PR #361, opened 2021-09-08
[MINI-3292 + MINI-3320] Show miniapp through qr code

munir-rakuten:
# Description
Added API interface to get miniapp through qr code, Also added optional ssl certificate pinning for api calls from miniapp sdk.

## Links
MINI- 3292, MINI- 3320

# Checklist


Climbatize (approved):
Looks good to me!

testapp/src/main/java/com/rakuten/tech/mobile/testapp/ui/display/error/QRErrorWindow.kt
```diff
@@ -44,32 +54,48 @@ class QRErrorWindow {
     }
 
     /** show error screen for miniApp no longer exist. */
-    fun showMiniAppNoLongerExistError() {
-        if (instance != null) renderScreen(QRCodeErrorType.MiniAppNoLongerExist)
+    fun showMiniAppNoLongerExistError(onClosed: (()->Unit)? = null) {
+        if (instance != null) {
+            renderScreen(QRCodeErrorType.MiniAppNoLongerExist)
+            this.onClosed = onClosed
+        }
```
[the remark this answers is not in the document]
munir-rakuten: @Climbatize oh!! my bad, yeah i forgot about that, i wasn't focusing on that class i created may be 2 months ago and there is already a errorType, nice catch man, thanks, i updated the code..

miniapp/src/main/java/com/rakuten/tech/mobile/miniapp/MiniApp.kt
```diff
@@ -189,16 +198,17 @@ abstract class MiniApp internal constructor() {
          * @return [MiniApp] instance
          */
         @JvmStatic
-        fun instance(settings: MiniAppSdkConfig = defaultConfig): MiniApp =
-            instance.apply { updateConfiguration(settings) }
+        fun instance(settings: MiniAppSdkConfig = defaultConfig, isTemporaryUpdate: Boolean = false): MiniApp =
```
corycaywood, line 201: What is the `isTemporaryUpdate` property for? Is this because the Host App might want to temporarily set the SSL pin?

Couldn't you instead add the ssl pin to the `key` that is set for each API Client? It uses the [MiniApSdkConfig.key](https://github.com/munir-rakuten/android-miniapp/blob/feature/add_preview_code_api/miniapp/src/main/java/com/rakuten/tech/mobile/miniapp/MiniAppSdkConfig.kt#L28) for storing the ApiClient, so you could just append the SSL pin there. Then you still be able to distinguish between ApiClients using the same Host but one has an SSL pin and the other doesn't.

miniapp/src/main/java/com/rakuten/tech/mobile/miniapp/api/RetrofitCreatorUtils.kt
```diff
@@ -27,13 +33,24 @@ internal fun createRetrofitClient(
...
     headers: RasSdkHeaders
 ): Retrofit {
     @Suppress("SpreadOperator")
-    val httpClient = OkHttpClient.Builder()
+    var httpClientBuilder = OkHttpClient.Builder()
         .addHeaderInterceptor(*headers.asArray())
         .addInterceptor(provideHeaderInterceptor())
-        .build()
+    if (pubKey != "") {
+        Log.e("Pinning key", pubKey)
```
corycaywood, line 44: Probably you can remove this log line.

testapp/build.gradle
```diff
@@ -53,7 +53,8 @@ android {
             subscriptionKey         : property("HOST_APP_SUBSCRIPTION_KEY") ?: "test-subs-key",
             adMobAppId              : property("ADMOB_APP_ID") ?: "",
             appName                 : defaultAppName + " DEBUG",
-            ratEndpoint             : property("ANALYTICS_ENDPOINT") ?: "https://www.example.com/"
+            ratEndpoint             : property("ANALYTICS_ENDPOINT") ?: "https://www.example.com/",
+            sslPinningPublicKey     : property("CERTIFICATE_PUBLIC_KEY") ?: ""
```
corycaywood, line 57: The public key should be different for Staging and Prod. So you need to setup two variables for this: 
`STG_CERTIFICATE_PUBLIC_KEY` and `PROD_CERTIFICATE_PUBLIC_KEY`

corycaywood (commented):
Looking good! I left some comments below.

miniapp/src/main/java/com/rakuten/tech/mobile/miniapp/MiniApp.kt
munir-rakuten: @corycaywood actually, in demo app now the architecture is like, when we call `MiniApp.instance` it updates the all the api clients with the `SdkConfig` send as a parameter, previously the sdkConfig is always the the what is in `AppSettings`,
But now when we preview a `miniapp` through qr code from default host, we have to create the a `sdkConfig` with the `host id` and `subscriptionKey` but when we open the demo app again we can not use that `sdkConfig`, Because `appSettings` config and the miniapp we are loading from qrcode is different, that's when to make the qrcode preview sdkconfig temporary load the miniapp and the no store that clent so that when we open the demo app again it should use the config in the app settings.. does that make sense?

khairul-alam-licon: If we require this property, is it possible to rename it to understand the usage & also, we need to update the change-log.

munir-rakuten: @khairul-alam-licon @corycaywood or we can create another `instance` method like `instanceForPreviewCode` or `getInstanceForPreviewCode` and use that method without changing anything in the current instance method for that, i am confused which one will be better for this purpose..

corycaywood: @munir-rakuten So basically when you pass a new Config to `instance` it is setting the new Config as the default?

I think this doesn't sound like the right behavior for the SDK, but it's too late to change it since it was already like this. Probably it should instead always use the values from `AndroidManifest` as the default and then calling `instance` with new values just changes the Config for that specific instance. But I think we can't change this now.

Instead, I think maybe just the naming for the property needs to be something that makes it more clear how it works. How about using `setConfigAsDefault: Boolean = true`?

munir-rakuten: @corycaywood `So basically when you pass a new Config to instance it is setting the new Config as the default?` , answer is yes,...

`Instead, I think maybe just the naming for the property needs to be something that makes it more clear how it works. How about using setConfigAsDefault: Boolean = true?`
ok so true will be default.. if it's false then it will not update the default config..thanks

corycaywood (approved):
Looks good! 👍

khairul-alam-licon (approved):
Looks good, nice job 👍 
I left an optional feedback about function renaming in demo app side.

--------------------------------

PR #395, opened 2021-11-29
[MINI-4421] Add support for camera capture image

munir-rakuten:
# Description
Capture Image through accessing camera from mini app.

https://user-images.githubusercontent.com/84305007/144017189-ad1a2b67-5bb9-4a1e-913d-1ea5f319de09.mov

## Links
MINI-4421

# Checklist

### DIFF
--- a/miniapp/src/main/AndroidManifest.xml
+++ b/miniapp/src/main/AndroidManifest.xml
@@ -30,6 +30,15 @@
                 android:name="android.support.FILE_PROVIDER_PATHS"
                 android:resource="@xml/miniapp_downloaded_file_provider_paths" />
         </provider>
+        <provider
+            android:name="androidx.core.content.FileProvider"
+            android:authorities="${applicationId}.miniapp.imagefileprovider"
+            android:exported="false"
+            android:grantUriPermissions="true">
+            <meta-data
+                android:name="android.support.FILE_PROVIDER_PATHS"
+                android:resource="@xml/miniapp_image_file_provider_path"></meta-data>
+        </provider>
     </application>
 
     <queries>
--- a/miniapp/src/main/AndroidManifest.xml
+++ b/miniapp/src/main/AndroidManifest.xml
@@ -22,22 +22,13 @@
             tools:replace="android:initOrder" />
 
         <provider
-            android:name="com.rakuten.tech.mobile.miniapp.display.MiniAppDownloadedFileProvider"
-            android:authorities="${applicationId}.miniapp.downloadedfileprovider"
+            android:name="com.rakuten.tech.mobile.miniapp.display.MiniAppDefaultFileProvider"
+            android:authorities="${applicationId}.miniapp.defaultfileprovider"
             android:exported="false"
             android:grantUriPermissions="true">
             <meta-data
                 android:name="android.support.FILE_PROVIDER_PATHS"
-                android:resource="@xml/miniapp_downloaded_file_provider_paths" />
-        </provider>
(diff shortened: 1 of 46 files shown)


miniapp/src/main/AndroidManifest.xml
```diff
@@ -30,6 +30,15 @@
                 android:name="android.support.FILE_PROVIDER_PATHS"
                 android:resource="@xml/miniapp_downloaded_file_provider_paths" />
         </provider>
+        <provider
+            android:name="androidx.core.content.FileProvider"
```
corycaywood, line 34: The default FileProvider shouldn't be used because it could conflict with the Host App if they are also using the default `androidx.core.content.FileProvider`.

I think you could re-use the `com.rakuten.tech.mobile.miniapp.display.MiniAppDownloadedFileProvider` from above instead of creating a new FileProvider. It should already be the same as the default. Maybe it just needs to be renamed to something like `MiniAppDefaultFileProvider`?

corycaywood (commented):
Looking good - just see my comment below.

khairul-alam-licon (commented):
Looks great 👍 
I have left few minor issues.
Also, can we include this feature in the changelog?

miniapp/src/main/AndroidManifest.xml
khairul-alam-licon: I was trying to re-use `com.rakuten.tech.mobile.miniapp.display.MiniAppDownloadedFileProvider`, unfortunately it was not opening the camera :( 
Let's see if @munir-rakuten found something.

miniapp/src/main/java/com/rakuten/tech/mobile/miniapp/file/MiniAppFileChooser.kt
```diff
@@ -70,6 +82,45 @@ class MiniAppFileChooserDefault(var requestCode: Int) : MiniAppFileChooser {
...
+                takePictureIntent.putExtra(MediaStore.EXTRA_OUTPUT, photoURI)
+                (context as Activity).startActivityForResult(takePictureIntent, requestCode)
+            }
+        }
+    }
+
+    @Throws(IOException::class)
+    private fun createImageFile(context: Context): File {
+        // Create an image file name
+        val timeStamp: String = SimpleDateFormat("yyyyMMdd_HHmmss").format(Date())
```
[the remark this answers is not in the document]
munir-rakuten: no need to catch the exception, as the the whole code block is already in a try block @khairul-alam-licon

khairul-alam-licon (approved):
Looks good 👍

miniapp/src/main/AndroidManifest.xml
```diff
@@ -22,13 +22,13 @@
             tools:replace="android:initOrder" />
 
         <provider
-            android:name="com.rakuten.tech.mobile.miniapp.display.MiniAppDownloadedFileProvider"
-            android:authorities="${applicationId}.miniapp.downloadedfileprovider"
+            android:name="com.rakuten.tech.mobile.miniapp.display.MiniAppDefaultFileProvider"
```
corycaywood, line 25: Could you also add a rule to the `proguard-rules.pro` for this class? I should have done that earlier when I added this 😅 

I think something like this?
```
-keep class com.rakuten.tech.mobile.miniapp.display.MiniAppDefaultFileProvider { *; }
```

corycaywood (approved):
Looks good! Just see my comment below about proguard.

--------------------------------

Say how many lines of the records include the string "opened"; the number alone is enough.

> **Written response**: 2